__What you need to do__: Every line from the one containing "Issue #4996, opened 2026-09-15" to the last line of the listing below should be given again exactly.

__Material for this task__:
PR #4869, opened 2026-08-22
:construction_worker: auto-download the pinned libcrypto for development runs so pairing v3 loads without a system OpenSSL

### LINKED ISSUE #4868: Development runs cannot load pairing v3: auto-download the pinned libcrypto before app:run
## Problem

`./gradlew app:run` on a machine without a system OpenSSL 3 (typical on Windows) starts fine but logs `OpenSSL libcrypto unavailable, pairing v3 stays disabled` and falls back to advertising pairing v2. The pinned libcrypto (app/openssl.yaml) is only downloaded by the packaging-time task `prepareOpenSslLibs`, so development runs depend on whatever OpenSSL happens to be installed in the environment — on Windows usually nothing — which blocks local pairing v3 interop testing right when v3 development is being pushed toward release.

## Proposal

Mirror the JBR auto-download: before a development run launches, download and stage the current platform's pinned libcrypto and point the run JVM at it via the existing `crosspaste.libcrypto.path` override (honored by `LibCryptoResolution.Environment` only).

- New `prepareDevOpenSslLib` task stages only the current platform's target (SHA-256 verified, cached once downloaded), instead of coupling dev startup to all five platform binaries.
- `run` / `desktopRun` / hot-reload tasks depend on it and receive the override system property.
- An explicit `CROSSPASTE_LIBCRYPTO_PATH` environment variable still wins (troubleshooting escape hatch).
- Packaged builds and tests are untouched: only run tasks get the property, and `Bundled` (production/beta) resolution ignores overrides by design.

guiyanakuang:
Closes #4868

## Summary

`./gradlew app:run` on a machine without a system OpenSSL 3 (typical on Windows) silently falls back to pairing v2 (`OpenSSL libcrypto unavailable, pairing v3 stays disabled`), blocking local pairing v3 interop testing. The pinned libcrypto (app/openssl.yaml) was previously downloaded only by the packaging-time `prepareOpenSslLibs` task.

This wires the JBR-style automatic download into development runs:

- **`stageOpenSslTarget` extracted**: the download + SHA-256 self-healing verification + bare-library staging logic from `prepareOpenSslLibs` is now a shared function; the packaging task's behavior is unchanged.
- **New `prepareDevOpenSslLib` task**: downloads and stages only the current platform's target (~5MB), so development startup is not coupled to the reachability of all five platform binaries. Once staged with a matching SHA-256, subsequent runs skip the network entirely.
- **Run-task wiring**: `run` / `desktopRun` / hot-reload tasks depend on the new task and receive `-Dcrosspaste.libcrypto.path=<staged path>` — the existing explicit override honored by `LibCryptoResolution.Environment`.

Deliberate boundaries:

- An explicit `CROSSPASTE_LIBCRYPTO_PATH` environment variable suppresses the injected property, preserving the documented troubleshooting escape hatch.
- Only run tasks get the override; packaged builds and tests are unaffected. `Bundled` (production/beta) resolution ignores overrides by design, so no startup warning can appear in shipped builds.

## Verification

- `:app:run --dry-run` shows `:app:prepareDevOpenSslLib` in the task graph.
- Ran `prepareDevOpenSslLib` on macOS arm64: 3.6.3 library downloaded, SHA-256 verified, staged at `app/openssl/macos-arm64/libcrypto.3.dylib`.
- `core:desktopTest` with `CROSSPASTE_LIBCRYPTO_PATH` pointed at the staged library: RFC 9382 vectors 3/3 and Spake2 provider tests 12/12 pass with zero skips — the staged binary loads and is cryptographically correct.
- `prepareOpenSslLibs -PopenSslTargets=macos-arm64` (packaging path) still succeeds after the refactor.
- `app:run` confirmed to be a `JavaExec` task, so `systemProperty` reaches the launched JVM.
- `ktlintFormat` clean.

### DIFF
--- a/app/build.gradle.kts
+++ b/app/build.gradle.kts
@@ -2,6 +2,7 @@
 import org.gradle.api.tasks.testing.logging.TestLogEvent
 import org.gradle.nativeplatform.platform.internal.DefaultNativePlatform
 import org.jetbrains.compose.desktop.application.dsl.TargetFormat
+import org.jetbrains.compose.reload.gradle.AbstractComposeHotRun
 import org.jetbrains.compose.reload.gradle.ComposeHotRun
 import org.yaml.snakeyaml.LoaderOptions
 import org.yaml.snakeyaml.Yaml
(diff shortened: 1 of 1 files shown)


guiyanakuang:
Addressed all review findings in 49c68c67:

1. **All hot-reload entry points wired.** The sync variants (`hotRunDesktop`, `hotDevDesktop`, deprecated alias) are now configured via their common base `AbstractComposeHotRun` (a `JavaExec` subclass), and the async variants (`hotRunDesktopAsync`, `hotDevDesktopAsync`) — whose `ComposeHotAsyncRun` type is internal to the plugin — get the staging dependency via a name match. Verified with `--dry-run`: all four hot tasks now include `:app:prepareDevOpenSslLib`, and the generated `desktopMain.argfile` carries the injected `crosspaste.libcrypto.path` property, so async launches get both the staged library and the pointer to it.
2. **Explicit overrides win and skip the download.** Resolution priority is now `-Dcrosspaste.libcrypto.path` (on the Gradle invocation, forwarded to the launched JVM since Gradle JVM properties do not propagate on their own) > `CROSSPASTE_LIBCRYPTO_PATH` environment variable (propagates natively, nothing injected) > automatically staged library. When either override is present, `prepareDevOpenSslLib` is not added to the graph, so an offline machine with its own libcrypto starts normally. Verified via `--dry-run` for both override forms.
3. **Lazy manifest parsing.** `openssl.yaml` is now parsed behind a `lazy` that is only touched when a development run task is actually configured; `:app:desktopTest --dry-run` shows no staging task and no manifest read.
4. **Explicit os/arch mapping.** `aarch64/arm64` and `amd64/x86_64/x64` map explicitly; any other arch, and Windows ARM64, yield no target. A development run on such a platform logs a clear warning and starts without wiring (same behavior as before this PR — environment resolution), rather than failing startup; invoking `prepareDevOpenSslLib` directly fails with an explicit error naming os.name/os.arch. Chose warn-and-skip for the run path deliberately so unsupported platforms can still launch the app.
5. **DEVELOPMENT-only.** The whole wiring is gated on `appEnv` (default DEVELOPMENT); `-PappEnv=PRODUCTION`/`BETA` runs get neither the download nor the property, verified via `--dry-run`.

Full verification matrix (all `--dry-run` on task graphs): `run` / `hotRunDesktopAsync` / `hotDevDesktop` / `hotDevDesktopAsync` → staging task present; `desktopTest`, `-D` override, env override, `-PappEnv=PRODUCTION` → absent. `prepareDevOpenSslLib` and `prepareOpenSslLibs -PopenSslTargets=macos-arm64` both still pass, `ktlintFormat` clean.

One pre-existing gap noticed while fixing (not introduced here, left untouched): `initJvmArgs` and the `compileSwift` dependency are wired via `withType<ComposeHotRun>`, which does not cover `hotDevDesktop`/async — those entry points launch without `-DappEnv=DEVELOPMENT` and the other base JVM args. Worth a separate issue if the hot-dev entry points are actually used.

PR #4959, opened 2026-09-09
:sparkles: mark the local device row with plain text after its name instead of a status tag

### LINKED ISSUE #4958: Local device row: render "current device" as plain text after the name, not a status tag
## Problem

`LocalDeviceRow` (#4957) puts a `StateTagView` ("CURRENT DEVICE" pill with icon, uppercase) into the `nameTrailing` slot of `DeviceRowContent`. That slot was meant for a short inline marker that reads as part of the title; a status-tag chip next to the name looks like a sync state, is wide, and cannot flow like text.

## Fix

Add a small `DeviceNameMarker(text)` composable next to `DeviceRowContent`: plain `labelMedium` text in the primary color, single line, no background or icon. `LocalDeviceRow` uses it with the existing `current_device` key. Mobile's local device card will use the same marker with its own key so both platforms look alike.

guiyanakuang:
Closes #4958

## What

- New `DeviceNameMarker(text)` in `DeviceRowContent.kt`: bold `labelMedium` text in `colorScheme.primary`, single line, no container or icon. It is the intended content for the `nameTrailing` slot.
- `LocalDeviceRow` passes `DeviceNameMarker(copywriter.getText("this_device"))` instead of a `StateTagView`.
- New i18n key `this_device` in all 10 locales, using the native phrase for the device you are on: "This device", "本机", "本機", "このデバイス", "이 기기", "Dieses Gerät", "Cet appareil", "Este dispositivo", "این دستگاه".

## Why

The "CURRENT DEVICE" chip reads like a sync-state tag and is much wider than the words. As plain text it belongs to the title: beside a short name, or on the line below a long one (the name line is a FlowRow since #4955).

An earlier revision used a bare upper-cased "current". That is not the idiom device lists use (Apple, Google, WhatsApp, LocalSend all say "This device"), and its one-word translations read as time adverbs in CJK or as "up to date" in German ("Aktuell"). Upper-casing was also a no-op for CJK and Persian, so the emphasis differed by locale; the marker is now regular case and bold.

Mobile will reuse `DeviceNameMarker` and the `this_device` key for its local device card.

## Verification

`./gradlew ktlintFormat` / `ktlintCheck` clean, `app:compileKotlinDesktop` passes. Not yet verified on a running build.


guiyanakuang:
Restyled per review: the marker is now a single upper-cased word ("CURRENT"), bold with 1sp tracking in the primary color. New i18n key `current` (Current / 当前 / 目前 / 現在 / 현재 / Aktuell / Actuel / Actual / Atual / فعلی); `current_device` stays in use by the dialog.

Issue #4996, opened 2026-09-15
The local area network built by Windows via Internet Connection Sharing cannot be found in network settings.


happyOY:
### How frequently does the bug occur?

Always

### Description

__Exercise response__:
Issue #4996, opened 2026-09-15
The local area network built by Windows via Internet Connection Sharing cannot be found in network settings.


happyOY:
### How frequently does the bug occur?

Always

### Description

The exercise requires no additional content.